PR #3907, opened 2026-05-25
[Video Generation] Implement Image2Video Pipeline

goyaladitya05:
## Description
This PR implementes Image2Video Pipeline for LTX-Video, i.e. image-conditioned video generation where frame 0 is anchored to a conditioning image and subsequent frames are generated from a text prompt. Also contains previously already approved commits from #3829. 

An image-to-video sample generated with this PR combined with optimum PR :

i2v_fp32 (2) (1)

- Per-token [B, S] timestep conditioning: frame-0 tokens get t=0 (clean), remaining tokens get the current denoising timestep.
- Frame-0 latent is pinned to the encoded image throughout the denoising loop.
- Auto-detects rank-1 vs rank-2 timestep shape for compatibility with both legacy and current exports.

Optimum PR: https://github.com/huggingface/optimum-intel/pull/1762

Text-to-Video sample
t2v_fp32

## Checklist:
- [x] I have made corresponding changes to the documentation.  https://goyaladitya05.github.io/openvino.genai/


src/cpp/src/video_generation/ltx_pipeline.hpp
```diff
@@ -404,6 +409,107 @@ class Text2VideoPipeline::LTXPipeline {
...
+        return pack_latents(latents, sp_patch, tp_patch);
+    }
+
+    // Returns packed image_latent frame 0 tokens: [B, H_lat*W_lat, C].
+    // Used for Mechanism C re-lock after every scheduler step.
+    static ov::Tensor pack_image_frame0(const ov::Tensor& image_latent, size_t sp_patch, size_t tp_patch) {
+        ov::Tensor copy(image_latent.get_element_type(), image_latent.get_shape());
+        image_latent.copy_to(copy);
+        return pack_latents(copy, sp_patch, tp_patch);
+    }
```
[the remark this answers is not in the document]
goyaladitya05: dead code, has been removed.

src/cpp/src/video_generation/ltx_pipeline.hpp
```diff
@@ -404,6 +409,107 @@ class Text2VideoPipeline::LTXPipeline {
...
+        std::memcpy(input_4d.data<uint8_t>(), image.data<const uint8_t>(), H * W * C);
+
+        if (static_cast<int64_t>(H) != height || static_cast<int64_t>(W) != width) {
+            input_4d = m_image_resizer->execute(input_4d, height, width);
+        }
+
+        ov::Tensor processed = m_image_processor->execute(input_4d);
+
+        ov::Tensor out(ov::element::f32, {1, C, 1, static_cast<size_t>(height), static_cast<size_t>(width)});
+        std::memcpy(out.data<float>(), processed.data<const float>(), C * static_cast<size_t>(height) * static_cast<size_t>(width) * sizeof(float));
```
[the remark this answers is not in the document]
goyaladitya05: dead code, has been removed.

src/cpp/src/video_generation/ltx_pipeline.hpp
```diff
@@ -404,6 +409,107 @@ class Text2VideoPipeline::LTXPipeline {
...
+    }
+
+    // Mechanism C: overwrite frame-0 tokens in packed [B, S, D] latent with pre-packed image tokens.
+    static void relock_frame0(ov::Tensor& packed_latent, const ov::Tensor& packed_frame0) {
+        const ov::Shape& lat_shape = packed_latent.get_shape();
+        const ov::Shape& f0_shape = packed_frame0.get_shape();
+        const size_t B = lat_shape[0];
+        const size_t S = lat_shape[1];
+        const size_t D = lat_shape[2];
+        const size_t T0 = f0_shape[1];  // H_lat * W_lat
```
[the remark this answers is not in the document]
goyaladitya05: dead code, has been removed.

src/cpp/src/video_generation/generation_config_utils.cpp
```diff
@@ -11,6 +11,8 @@ void validate_generation_config(const VideoGenerationConfig& config) {
     if (config.guidance_scale <= 1.0f && config.negative_prompt != std::nullopt) {
         GENAI_WARN("Guidance scale <= 1.0 ignores negative prompt");
     }
+    OPENVINO_ASSERT(config.strength >= 0.0f && config.strength <= 1.0f,
+                    "Parameter 'strength' must be in range [0, 1] but got ", config.strength);
```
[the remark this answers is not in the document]
goyaladitya05: dead code, has been removed.

src/cpp/src/video_generation/ltx_pipeline.hpp
```diff
@@ -17,6 +17,7 @@
 #include "openvino/op/divide.hpp"
 #include "openvino/op/multiply.hpp"
 
+#include "image_generation/image_processor.hpp"
 #include "image_generation/numpy_utils.hpp"
 #include "image_generation/schedulers/ischeduler.hpp"
 #include "image_generation/threaded_callback.hpp"
```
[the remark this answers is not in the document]
goyaladitya05: dead code, has been removed.

src/cpp/src/video_generation/ltx_pipeline.hpp
```diff
@@ -732,6 +835,255 @@ class Text2VideoPipeline::LTXPipeline {
...
+                                                           transformer_temporal_patch_size);
+
+        const size_t video_sequence_length = m_latent_num_frames * m_latent_height * m_latent_width;
+        std::vector<float> timesteps;
+        if (merged_generation_config.strength > 0.0f) {
+            m_scheduler->set_timesteps(video_sequence_length,
+                                       merged_generation_config.num_inference_steps,
+                                       merged_generation_config.strength);
+            timesteps = m_scheduler->get_float_timesteps();
+        }
```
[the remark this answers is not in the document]
goyaladitya05: outdated, code has been removed.

src/cpp/src/video_generation/ltx_pipeline.hpp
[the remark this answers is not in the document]
goyaladitya05: outdated, code has been removed.

src/cpp/src/video_generation/ltx_pipeline.hpp
```diff
@@ -732,6 +835,255 @@ class Text2VideoPipeline::LTXPipeline {
...
+            const size_t B_cfg = latent_cfg.get_shape()[0];
+            const size_t S = latent_cfg.get_shape()[1];
+            ov::Tensor timestep(ov::element::f32, {B_cfg, S});
+            float* timestep_data = timestep.data<float>();
+            const float t = timesteps[inference_step];
+            for (size_t b = 0; b < B_cfg; ++b) {
+                for (size_t s = 0; s < S; ++s) {
+                    timestep_data[b * S + s] = (s < T0) ? 0.0f : t;
+                }
+            }
```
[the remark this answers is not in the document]
goyaladitya05: outdated, code has been removed.

src/cpp/src/video_generation/ltx_pipeline.hpp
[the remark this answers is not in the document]
goyaladitya05: fixed

src/cpp/src/video_generation/ltx_pipeline.hpp
```diff
@@ -780,6 +1132,10 @@ class Text2VideoPipeline::LTXPipeline {
         m_compile_properties = properties;
         m_is_compiled = true;
         m_compiled_batch_size_multiplier = m_reshape_batch_size_multiplier;
+        if (m_has_encoder) {
+            m_image_processor = std::make_shared<ImageProcessor>("CPU");
+            m_image_resizer = std::make_shared<ImageResizer>("CPU", ov::element::u8, "NHWC", ov::op::v11::Interpolate::InterpolateMode::BICUBIC_PILLOW);
```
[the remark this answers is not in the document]
goyaladitya05: fixed

src/cpp/src/video_generation/ltx_pipeline.hpp
```diff
@@ -404,6 +410,107 @@ class Text2VideoPipeline::LTXPipeline {
...
+        if (raw_shape.size() == 4) {
+            OPENVINO_ASSERT(raw_shape[0] == 1, "Batch dimension must be 1, got ", raw_shape[0]);
+        }
+        const size_t H = raw_shape.size() == 3 ? raw_shape[0] : raw_shape[1];
+        const size_t W = raw_shape.size() == 3 ? raw_shape[1] : raw_shape[2];
+        const size_t C = raw_shape.size() == 3 ? raw_shape[2] : raw_shape[3];
+        OPENVINO_ASSERT(C == 3, "Conditioning image must have 3 channels (RGB), got ", C);
+
+        ov::Tensor input_4d(ov::element::u8, {1, H, W, C});
+        std::memcpy(input_4d.data<uint8_t>(), image.data<const uint8_t>(), H * W * C);
```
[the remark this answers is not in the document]
goyaladitya05: outdated, code has been removed.

src/cpp/src/video_generation/ltx_pipeline.hpp
```diff
@@ -404,6 +410,107 @@ class Text2VideoPipeline::LTXPipeline {
...
+
+        for (size_t b = 0; b < B; ++b) {
+            for (size_t c = 0; c < C; ++c) {
+                // latents[b, c, 0, :, :] starts at (b*C*F + c*F) * HW
+                float* dst = lat_data + (b * C * F + c * F) * HW;
+                // image_latent[b, c, 0, :, :] starts at (b*C + c) * HW
+                const float* src = img_data + (b * C + c) * HW;
+                std::memcpy(dst, src, HW * sizeof(float));
+            }
+        }
```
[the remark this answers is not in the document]
goyaladitya05: outdated, code has been removed.

src/cpp/src/video_generation/ltx_pipeline.hpp
```diff
@@ -732,6 +836,254 @@ class Text2VideoPipeline::LTXPipeline {
...
+        latent_shape_cfg[0] *= batch_size_multiplier;
+        ov::Tensor latent_cfg(ov::element::f32, latent_shape_cfg);
+
+        const size_t S = latent_shape_cfg[1];
+
+        TaylorSeerState ts_state(merged_generation_config.taylorseer_config, timesteps.size());
+
+        ov::Tensor timestep;
+        ov::Tensor noisy_residual_tensor(ov::element::f32, {});
+        for (size_t inference_step = 0; inference_step < timesteps.size(); ++inference_step) {
```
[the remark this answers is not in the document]
goyaladitya05: outdated, code has been removed.

src/cpp/src/video_generation/ltx_pipeline.hpp
```diff
@@ -732,6 +836,254 @@ class Text2VideoPipeline::LTXPipeline {
...
+            const size_t B_cfg = latent_cfg.get_shape()[0];
+            const float t = timesteps[inference_step];
+            if (!timestep || timestep.get_shape()[0] != B_cfg) {
+                timestep = ov::Tensor(ov::element::f32, {B_cfg, S});
+            }
+            float* timestep_data = timestep.data<float>();
+            for (size_t b = 0; b < B_cfg; ++b) {
+                std::fill_n(timestep_data + b * S, T0, 0.0f);
+                std::fill_n(timestep_data + b * S + T0, S - T0, t);
+            }
```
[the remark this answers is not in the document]
goyaladitya05: outdated, code has been removed.

src/cpp/src/video_generation/ltx_pipeline.hpp
```diff
@@ -732,6 +836,254 @@ class Text2VideoPipeline::LTXPipeline {
...
+        const size_t transformer_temporal_patch_size = transformer_config.patch_size_t;
+
+        m_latent_num_frames = (merged_generation_config.num_frames - 1) / temporal_compression_ratio + 1;
+        m_latent_height = merged_generation_config.height / spatial_compression_ratio;
+        m_latent_width = merged_generation_config.width / spatial_compression_ratio;
+
+        // Encode conditioning image → [1, C, 1, H_lat, W_lat]
+        ov::Tensor preprocessed = preprocess_conditioning_image(
+            image, merged_generation_config.height, merged_generation_config.width);
+        ov::Tensor image_latent = m_vae->encode(preprocessed, merged_generation_config.generator);
```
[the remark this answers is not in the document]
goyaladitya05: outdated, code has been removed.

src/cpp/src/video_generation/ltx_pipeline.hpp
```diff
@@ -332,6 +355,71 @@ class Text2VideoPipeline::LTXPipeline {
...
+        ov::Tensor noise = config.generator->randn_tensor(shape);
+        ov::Tensor latents = pack_latents(noise, ps, ps_t);
+
+        const size_t tokens_per_frame = m_latent_height * m_latent_width;
+        const size_t D = latents.get_shape()[2];
+        for (size_t b = 0; b < config.num_videos_per_prompt; ++b) {
+            float* dst       = latents.data<float>()             + b * m_latent_num_frames * tokens_per_frame * D;
+            const float* src = image_latent_packed.data<float>() + b * tokens_per_frame * D;
+            std::memcpy(dst, src, tokens_per_frame * D * sizeof(float));
+        }
```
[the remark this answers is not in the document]
goyaladitya05: fixed

src/cpp/src/video_generation/image2video_pipeline.cpp
```diff
@@ -0,0 +1,90 @@
...
+    return m_impl->decode(latent);
+}
+
+VideoGenerationPerfMetrics Image2VideoPipeline::get_performance_metrics() {
+    return m_impl->get_performance_metrics();
+}
+
+Image2VideoPipeline Image2VideoPipeline::clone() {
+    return Image2VideoPipeline(std::make_shared<LTXPipeline>(*m_impl));
+}
```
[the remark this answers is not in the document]
goyaladitya05: fixed

src/cpp/src/video_generation/ltx_pipeline.hpp
```diff
@@ -332,6 +355,71 @@ class Text2VideoPipeline::LTXPipeline {
...
+        ov::Tensor processed = m_image_processor->execute(resized);
+
+        // Own the tensor before re-input: ImageProcessor returns an aliased buffer; reusing it
+        // as a set_input_tensor() target for another infer() causes a hang.
+        const auto& proc_shape = processed.get_shape();
+        ov::Tensor encoder_input(ov::element::f32, {proc_shape[0], proc_shape[1], 1, proc_shape[2], proc_shape[3]});
+        std::memcpy(encoder_input.data<float>(), processed.data<const float>(),
+                    proc_shape[0] * proc_shape[1] * proc_shape[2] * proc_shape[3] * sizeof(float));
+
+        ov::Tensor latent = m_vae->encode(encoder_input, config.generator);
```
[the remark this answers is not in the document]
goyaladitya05: addressed

src/cpp/src/video_generation/ltx_pipeline.hpp
```diff
@@ -502,6 +621,265 @@ class Text2VideoPipeline::LTXPipeline {
...
+            const float t = timesteps[inference_step];
+            const size_t B_ts = latent_cfg.get_shape()[0];
+            ov::Tensor timestep(ov::element::f32, {B_ts, video_sequence_length});
+            float* timestep_data = timestep.data<float>();
+            for (size_t b = 0; b < B_ts; ++b) {
+                float* row = timestep_data + b * video_sequence_length;
+                for (size_t i = 0; i < video_sequence_length; ++i) {
+                    row[i] = t * (1.0f - conditioning_mask[i]);
+                }
+            }
```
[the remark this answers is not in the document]
goyaladitya05: addressed

src/cpp/src/video_generation/ltx_pipeline.hpp
```diff
@@ -502,6 +639,250 @@ class Text2VideoPipeline::LTXPipeline {
...
+            static_cast<float>(temporal_compression_ratio) / frame_rate;
+        rope_interpolation_scale.data<float>()[1] = spatial_compression_ratio;
+        rope_interpolation_scale.data<float>()[2] = spatial_compression_ratio;
+        m_transformer->set_hidden_states("rope_interpolation_scale", rope_interpolation_scale);
+
+        // Frame-0 tokens are first in the packed [B, S, D] layout (pack_latents is F-outermost).
+        const size_t tokens_per_frame =
+            (m_latent_height / transformer_spatial_patch_size) *
+            (m_latent_width  / transformer_spatial_patch_size);
+        std::vector<float> conditioning_mask(video_sequence_length, 0.0f);
```
sgonorov: `conditioning_mask` seems to be unused

src/cpp/src/video_generation/ltx_pipeline.hpp
```diff
@@ -502,6 +639,250 @@ class Text2VideoPipeline::LTXPipeline {
...
+        std::fill_n(conditioning_mask.begin(), tokens_per_frame, 1.0f);
+
+        ov::Shape latent_shape_cfg = latent.get_shape();
+        latent_shape_cfg[0] *= batch_size_multiplier;
+        ov::Tensor latent_cfg(ov::element::f32, latent_shape_cfg);
+
+        TaylorSeerState ts_state(merged_generation_config.taylorseer_config, timesteps.size());
+
+        const size_t B_ts = latent_shape_cfg[0];
+        ov::Tensor timestep(ov::element::f32, {B_ts, video_sequence_length});
```
sgonorov, line 765: As far as i remember I2V assumes rank-2 timestep and legacy rank-1 models will fail, maybe it's better to add shape check like T2V path

src/cpp/include/openvino/genai/video_generation/text2video_pipeline.hpp
```diff
@@ -178,8 +182,9 @@ class OPENVINO_GENAI_EXPORTS Text2VideoPipeline {
     ~Text2VideoPipeline();
 
 private:
-    class LTXPipeline;
-    std::unique_ptr<LTXPipeline> m_impl;
+    std::shared_ptr<LTXPipeline> m_impl;
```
────
Reproduce the records above line by line, without any change, up to and including the line that holds "This PR implementes".

Solution:
PR #3907, opened 2026-05-25
[Video Generation] Implement Image2Video Pipeline

goyaladitya05:
## Description
This PR implementes Image2Video Pipeline for LTX-Video, i.e. image-conditioned video generation where frame 0 is anchored to a conditioning image and subsequent frames are generated from a text prompt. Also contains previously already approved commits from #3829. 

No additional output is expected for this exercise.